* [Problem requirements]
Copy out every line from the records that includes "about".

[Excerpts from a dataset]
Issue #3713, opened 2019-04-23
jx get preview --current --url-only


vfarcic:
### Summary 

`jx get preview` cannot retrieve only the address, instead of a log entry.

### Steps to reproduce the behavior

```bash
jx get preview --current -o jsonpath="{.msg}"
```

### Expected behavior

Only the message (it contains only the URL).

### Actual behavior

Log output. `-o` is ignored (not implemented).

deanesmith:
Hi @vfarcic, is this still an issue?

vfarcic:
Now it's worse and I cannot even execute `jx get preview --current`. Now I'm getting `error: No $JOB_NAME defined for the current pipeline job to use`.

hferentschik:
@vfarcic, where and how do you want to run `jx get preview --current`? Have you seen the help for this command:

```
# View the current preview environment URL
# inside a CI pipeline
jx get preview --current
```

The intent of the command is to run in the pipeline where it has the available context information, aka the "current" build. 

What is the semantics you would expect from `jx get preview --current`? `jx get preview` can be run from anywhere listing all previews, what do you expect from `--current`.

My guess is that you expect this to be run from a given checkout of a project and you want to get the latest (in terms of time) deployed preview for this project.

hferentschik:
@vfarcic could you also explain:

> jx get preview cannot retrieve only the address, instead of a log entry.

With "address", you mean the preview URL right? And with log entry a row in the default output of `jx get preview`?

> jx get preview --current -o jsonpath="{.msg}"

I am not following on the -o option? I guess you envision `jx get preview --current ` to display something in the same form as the default output, but filtered by 'current' (see discussion above) and then you'd like an additional -o option to select a specific value/column of this output, right?

hferentschik:
Ahh, and in the title you mention `--url-only`. Is this an alternative for `-o`? Would you prefer a specific `--url-only` or a more generic `-o`?

vfarcic:
We can close this issue. It's been over 6 months since I created it and I do not even remember anymore what's it about.

PR #5824, opened 2019-10-15
test: adds get preview test

mauromorales:
I'm trying to follow up on issue #3713. With this initial PR I'd like to add test cases for the current state of the implementation. Currently I managed to create two cases for the failed scenarios, however I wasn't sure how to create an environment and a preview to test the positive case. Guidance on how to do this would be appreciated and since this is my first PR also any comments and suggestions on the added tests.

Once tests are in place my plan would be to fix the issue reported by the user.

### DIFF
--- a/pkg/cmd/get/get_preview_test.go
+++ b/pkg/cmd/get/get_preview_test.go
@@ -1,0 +1,149 @@
+package get_test
+
+import (
+	"io/ioutil"
+	"os"
+	"testing"
+
+	"github.com/jenkins-x/jx/pkg/kube"
+
+	"github.com/jenkins-x/jx/pkg/cmd/get"
+	"github.com/jenkins-x/jx/pkg/cmd/opts"
+	"github.com/jenkins-x/jx/pkg/cmd/testhelpers"
+	"github.com/jenkins-x/jx/pkg/gits"
+	"k8s.io/apimachinery/pkg/runtime"
+
+	jenkinsv1 "github.com/jenkins-x/jx/pkg/apis/jenkins.io/v1"
+	clientmocks "github.com/jenkins-x/jx/pkg/cmd/clients/mocks"
+	helm_test "github.com/jenkins-x/jx/pkg/helm/mocks"
+	resources_test "github.com/jenkins-x/jx/pkg/kube/resources/mocks"
+	v1 "k8s.io/apimachinery/pkg/apis/meta/v1"
+
+	. "github.com/onsi/ginkgo"
+	. "github.com/onsi/gomega"
+)
+
+func TestGetPreview(t *testing.T) {
+	RegisterFailHandler(Fail)
+	RunSpecs(t, "Get Preview Suite")
+}
+
+var _ = Describe("get preview", func() {
+	Describe("CurrentPreviewUrl()", func() {
+		var (
+			originalRepoOwner  string
+			originalRepoName   string
+			originalJobName    string
+			originalBranchName string
+
+			devEnv *jenkinsv1.Environment
+
+			err    error
+			stdout []byte
+		)
+
+		BeforeSuite(func() {
+			originalRepoOwner = os.Getenv("REPO_OWNER")
+			originalRepoName = os.Getenv("REPO_NAME")
+			originalJobName = os.Getenv("JOB_NAME")
+			originalBranchName = os.Getenv("BRANCH_NAME")
+		})
+
+		AfterSuite(func() {
+			os.Setenv("REPO_OWNER", originalRepoOwner)
+			os.Setenv("REPO_NAME", originalRepoName)
+			os.Setenv("JOB_NAME", originalJobName)
+			os.Setenv("BRANCH_NAME", originalBranchName)
+		})
+
+		JustBeforeEach(func() {
+			commonOpts := &opts.CommonOptions{}
+			commonOpts.SetDevNamespace("jx")
+
+			factory := clientmocks.NewMockFactory()
+			user := jenkinsv1.User{
+				ObjectMeta: v1.ObjectMeta{
+					Namespace: "jx",
+					Name:      "test-user",
+				},
+				Spec: jenkinsv1.UserDetails{
+					Name:     "Test",
+					Email:    "test@test.com",
+					Accounts: make([]jenkinsv1.AccountReference, 0),
+				},
+			}
+
+			testhelpers.ConfigureTestOptionsWithResources(commonOpts,
+				[]runtime.Object{},
+				[]runtime.Object{&user, devEnv},
+				&gits.GitFake{CurrentBranch: "job"},
+				&gits.FakeProvider{},
+				helm_test.NewMockHelmer(),
+				resources_test.NewMockInstaller(),
+			)
+
+			commonOpts.SetFactory(factory)
+
+			options := &get.GetPreviewOptions{
+				GetEnvOptions: get.GetEnvOptions{
+					GetOptions: get.GetOptions{
+						CommonOptions: commonOpts,
+					},
+				},
+			}
+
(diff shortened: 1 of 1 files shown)


abayer:
Yay! Tests! =) I'll give this a more detailed look in a bit.

abayer:
Don't worry about that first batch of failures - that's just 'cos your new commit was pushed before the builds triggered by the previous commit had fully started.

pkg/cmd/get/get_preview_test.go
```diff
@@ -0,0 +1,160 @@
...
+			Name:      "test-user",
+		},
+		Spec: jenkinsv1.UserDetails{
+			Name:     "Test",
+			Email:    "test@test.com",
+			Accounts: make([]jenkinsv1.AccountReference, 0),
+		},
+	}
+
+	testhelpers.ConfigureTestOptionsWithResources(commonOpts,
```
abayer: I think you need something like this in `TestCurrentPreviewUrlWithoutEnvVars` too.

pkg/cmd/get/get_preview_test.go
```diff
@@ -0,0 +1,160 @@
...
+
+	options := &get.GetPreviewOptions{
+		GetEnvOptions: get.GetEnvOptions{
+			GetOptions: get.GetOptions{
+				CommonOptions: commonOpts,
+			},
+		},
+	}
+
+	want := "No Preview for name: jx-testing-jx-testing-job"
```
abayer: This is failing because it's still using `$JOB_NAME` behind the scenes - I think you probably want to set that to `job` for this test, reverting it back afterwards.

pkg/cmd/get/get_preview_test.go
```diff
@@ -0,0 +1,160 @@
...
+			GetOptions: get.GetOptions{
+				CommonOptions: commonOpts,
+			},
+		},
+	}
+
+	want := "http://example.com"
+
+	if got, err := options.CurrentPreviewUrl(); err != nil {
+		t.Errorf("CurrentPreviewUrl() didn't expect error but errored with: `%s'", err)
```
abayer: If I'm understanding the test failure correctly, I think this also needs `JOB_NAME` to be overridden like in the above test.

pkg/cmd/get/get_preview_test.go
abayer: Actually, it may be that you need to unset `JOB_NAME` or set it to `""`...

dgozalo: In fact, $JOB_NAME is set in the container running the tests I guess?

abayer: Yup, hence the test failing with `jx-testing-jx-testing-pr-5824` as the preview name it's looking for.

mauromorales: @abayer @dgozalo is $JOB_NAME set in the container only? I think this is part of the problem the user is reporting. How is this value supposed to be set when calling it from the command line from a users' machine which is interacting with a cluster?

abayer: In that context, `$JOB_NAME` would be unset...

mauromorales: @abayer is there a plan to let the user set it via a flag in the cli or some other way? I'm wandering what is the right flow here. E.g. user sees the error:  `error: No $JOB_NAME defined for the current pipeline job to use`. is he now supposed to call `JOB_NAME=x jx get preview --current`? and will the user know what job name stands for?

abayer: @mauromorales I honestly have no idea. =)

abayer:
I'll try to play with the tests that are failing myself later today.

mauromorales:
Thanks @abayer I think I found the missing piece, I needed to also set the BRANCH_NAME env var. I'll try now to refactor it and remove the WIP tag

pkg/cmd/get/get_preview_test.go
```diff
@@ -0,0 +1,193 @@
...
+
+	jenkinsv1 "github.com/jenkins-x/jx/pkg/apis/jenkins.io/v1"
+	clientmocks "github.com/jenkins-x/jx/pkg/cmd/clients/mocks"
+	helm_test "github.com/jenkins-x/jx/pkg/helm/mocks"
+	resources_test "github.com/jenkins-x/jx/pkg/kube/resources/mocks"
+	v1 "k8s.io/apimachinery/pkg/apis/meta/v1"
+)
+
+func TestCurrentPreviewUrlWithoutEnvVars(t *testing.T) {
+	ro := os.Getenv("REPO_OWNER")
```
hferentschik: There seems to be a lot of duplidated setup code in each test. I'd extract a setup and teardown function which move this out of the test function. teardown can be called in the defer clause. 

This helps draw attention to the actual test.

hferentschik: Personally, I'd write Ginkgo test, since imo it more expressive, but that might be a matter of case.

pkg/cmd/get/get_preview_test.go
hferentschik: I think the ''--current" flag is not supposed to be used from the local machine. This is also implied by the help for this command:

> \# View the current preview environment URL
> \# inside a CI pipeline
> jx get preview --current

Locally we don't have the information we need. It's not just the _JOB_NAME_ which is a problem, but also the repo owner and repo name. We cannot extract them from the environment. You would either have to add explicit options for this or assume that this command gets run from the repository for which you want to retrieve the preview information in which case you could get the repo information from the git info. 

Also, what does 'current' even mean in this context?  The issue is imo not clearly defined and we need to discuss first on the issue what the path forward is. 

The '--current' flag is unfortunate imo, since it does not fit the semantics of the command. `jx get previews` is intended to be independent of the directory you run it from. It accesses the env settings in the cluster. A '--current' flag needs more context and would need to be run from an actual project directory.

I'd remove the whole flag. This might be a bit dangerous in case this flag is used in some existing build packs of ours. If we need to keep it, we could check whether we are in Cluster and if not return a warning to the user that this option is not available locally.

hferentschik: I added several comments on the issue https://github.com/jenkins-x/jx/issues/3713 and removed the "good first issue" label. This is not trivial at all.

mauromorales:
Thanks for the comments @hferentschik. I've dried the tests using Ginkgo as you suggested. Please have a look.

pkg/cmd/get/get_preview_test.go
mauromorales: Makes sense, let's have the conversation on the issue then and I'll focus on having the tests just reflect the current implementation

hferentschik:
> Thanks for the comments @hferentschik. I've dried the tests using Ginkgo as you suggested. Please have a look.

Will do.

Could you in the meantime maybe squash the commits and use a commit message using the [conventional commits](https://www.conventionalcommits.org/en/v1.0.0-beta.3/) format? We are enforcing this format since we use the commit message meta data to create changelogs. 

See also https://jenkins-x.io/docs/contributing/code/#the-commit-message

pkg/cmd/get/get_preview_test.go
```diff
@@ -0,0 +1,149 @@
...
+	. "github.com/onsi/ginkgo"
+	. "github.com/onsi/gomega"
+)
+
+func TestGetPreview(t *testing.T) {
+	RegisterFailHandler(Fail)
+	RunSpecs(t, "Get Preview Suite")
+}
+
+var _ = Describe("get preview", func() {
```
hferentschik: 👍 Looks nice. IMO much more concise than the earlier tests.

abayer:
/meow space

Hooray!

* [Result for this exercise]
We can close this issue. It's been over 6 months since I created it and I do not even remember anymore what's it about.
Don't worry about that first batch of failures - that's just 'cos your new commit was pushed before the builds triggered by the previous commit had fully started.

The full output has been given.